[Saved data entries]
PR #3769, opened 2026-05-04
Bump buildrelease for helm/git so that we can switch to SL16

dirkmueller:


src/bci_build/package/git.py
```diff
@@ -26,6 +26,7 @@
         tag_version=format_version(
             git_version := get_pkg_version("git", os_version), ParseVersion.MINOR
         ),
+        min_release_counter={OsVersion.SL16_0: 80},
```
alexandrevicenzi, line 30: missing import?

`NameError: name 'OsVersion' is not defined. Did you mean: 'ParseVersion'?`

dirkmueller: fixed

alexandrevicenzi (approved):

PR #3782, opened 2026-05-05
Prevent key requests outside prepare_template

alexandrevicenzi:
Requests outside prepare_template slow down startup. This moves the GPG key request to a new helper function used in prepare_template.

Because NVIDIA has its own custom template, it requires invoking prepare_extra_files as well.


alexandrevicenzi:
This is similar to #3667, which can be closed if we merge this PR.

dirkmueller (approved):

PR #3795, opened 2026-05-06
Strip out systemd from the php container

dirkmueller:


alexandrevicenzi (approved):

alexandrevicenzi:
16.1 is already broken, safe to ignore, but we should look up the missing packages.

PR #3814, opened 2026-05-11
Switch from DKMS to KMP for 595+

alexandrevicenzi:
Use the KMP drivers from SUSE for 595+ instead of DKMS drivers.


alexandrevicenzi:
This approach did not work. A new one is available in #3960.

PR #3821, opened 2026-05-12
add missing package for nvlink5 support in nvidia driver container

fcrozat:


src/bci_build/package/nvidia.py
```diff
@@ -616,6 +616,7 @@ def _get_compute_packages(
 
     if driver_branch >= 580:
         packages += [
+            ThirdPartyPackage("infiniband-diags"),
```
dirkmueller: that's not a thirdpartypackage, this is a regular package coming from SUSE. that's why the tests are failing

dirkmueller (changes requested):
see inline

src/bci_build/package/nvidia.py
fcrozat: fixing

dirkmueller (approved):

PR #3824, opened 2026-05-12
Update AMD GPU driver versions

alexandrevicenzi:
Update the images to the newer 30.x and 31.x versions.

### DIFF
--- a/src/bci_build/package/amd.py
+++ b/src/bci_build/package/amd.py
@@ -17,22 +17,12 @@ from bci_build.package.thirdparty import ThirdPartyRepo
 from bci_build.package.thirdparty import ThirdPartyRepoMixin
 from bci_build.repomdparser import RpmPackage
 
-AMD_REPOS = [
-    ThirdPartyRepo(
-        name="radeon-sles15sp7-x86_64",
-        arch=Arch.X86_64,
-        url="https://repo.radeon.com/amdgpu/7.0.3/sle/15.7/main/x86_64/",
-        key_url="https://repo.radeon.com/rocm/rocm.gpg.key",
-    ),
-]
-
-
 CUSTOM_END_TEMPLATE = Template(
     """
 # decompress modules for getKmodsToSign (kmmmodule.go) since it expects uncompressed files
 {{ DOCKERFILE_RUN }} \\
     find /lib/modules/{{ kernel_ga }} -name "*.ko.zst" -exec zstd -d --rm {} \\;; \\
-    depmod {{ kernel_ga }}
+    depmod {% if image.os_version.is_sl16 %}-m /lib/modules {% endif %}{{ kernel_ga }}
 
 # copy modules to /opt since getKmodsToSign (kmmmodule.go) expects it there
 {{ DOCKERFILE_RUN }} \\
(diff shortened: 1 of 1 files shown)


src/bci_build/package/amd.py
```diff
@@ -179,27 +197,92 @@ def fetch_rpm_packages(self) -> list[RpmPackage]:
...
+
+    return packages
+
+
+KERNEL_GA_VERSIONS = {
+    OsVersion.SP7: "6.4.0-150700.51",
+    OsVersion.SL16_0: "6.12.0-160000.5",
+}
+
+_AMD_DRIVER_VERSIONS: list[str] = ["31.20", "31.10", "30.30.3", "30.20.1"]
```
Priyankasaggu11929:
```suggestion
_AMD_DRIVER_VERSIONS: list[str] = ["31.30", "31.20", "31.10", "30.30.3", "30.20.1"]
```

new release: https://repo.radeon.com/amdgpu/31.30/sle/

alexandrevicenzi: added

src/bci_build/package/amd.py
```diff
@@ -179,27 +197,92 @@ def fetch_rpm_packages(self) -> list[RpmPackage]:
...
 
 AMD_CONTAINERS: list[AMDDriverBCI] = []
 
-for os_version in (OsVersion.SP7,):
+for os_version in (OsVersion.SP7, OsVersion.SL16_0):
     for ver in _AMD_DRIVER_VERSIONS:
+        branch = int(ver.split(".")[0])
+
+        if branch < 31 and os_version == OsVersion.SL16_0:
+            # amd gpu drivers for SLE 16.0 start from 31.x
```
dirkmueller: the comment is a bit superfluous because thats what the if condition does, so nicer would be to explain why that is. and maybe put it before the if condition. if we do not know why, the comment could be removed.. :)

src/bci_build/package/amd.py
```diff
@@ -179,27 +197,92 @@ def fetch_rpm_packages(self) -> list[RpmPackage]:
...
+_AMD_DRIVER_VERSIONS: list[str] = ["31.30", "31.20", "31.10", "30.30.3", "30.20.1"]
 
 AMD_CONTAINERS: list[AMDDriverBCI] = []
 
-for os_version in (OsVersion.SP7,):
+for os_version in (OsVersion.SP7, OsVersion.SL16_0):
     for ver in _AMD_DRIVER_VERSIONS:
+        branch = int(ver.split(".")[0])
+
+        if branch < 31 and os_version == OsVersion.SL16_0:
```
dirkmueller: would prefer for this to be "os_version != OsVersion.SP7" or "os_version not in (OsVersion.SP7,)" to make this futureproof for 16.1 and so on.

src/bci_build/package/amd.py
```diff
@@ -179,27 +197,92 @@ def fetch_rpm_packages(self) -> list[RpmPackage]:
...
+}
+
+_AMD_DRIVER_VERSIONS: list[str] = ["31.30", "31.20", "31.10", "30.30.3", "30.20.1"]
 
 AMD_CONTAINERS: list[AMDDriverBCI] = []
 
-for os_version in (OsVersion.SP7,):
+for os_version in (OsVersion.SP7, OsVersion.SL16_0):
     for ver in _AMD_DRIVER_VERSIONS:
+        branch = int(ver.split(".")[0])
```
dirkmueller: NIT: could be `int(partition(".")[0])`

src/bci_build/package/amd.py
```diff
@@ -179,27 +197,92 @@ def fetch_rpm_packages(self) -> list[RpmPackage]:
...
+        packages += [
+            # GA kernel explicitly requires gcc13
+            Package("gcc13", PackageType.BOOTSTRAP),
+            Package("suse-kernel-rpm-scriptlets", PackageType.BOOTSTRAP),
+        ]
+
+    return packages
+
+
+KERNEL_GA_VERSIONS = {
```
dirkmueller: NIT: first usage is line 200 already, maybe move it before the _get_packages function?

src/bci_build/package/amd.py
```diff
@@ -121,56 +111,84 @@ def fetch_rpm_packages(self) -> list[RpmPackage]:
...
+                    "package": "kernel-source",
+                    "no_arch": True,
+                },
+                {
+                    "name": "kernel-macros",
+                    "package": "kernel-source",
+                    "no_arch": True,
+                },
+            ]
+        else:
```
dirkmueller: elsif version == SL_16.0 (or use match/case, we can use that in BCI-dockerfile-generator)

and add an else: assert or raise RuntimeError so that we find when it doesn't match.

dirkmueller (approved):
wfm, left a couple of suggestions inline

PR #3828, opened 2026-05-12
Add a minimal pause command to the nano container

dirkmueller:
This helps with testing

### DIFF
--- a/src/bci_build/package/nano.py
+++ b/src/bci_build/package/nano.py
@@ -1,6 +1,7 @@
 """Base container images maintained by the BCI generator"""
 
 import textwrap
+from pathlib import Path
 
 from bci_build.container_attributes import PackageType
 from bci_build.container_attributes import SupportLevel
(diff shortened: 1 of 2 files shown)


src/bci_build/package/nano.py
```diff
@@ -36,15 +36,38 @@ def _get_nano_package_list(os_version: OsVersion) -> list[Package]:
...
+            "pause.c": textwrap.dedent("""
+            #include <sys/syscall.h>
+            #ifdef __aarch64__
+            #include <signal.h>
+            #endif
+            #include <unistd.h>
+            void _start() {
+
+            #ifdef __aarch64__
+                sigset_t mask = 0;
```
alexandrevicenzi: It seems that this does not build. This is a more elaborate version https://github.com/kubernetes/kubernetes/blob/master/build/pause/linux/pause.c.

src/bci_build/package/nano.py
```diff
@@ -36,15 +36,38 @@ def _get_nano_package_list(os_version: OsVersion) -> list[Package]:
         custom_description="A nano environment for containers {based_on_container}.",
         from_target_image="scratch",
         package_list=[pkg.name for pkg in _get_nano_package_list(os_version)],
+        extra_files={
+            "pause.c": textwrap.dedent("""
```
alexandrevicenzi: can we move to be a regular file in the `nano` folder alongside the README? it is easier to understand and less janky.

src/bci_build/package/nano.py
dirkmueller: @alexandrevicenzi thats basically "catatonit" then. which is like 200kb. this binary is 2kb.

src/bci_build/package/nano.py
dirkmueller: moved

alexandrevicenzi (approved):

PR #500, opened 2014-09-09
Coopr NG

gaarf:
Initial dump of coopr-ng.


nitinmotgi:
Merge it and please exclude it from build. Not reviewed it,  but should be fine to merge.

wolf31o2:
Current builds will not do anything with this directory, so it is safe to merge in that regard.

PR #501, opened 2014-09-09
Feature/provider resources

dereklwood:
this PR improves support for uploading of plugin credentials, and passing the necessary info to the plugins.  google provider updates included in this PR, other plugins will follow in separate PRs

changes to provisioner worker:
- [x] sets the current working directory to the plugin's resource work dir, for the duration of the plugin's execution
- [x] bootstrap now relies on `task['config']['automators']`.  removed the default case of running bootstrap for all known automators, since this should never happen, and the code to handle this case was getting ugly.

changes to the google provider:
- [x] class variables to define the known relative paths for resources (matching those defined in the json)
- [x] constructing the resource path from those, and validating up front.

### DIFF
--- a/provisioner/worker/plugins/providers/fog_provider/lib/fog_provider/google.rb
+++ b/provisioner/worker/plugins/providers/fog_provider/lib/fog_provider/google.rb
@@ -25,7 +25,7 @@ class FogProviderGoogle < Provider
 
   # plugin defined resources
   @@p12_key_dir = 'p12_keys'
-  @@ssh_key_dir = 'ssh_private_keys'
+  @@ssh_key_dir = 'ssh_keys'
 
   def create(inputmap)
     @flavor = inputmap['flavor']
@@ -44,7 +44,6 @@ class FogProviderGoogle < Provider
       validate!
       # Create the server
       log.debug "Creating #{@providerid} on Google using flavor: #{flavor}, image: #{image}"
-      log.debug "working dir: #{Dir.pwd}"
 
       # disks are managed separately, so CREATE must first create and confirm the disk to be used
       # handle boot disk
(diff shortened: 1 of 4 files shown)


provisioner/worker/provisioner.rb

__Your objective__
Lines with the string "class" in the data above: say how many there are, giving the number alone.

__Response to the exercise__
3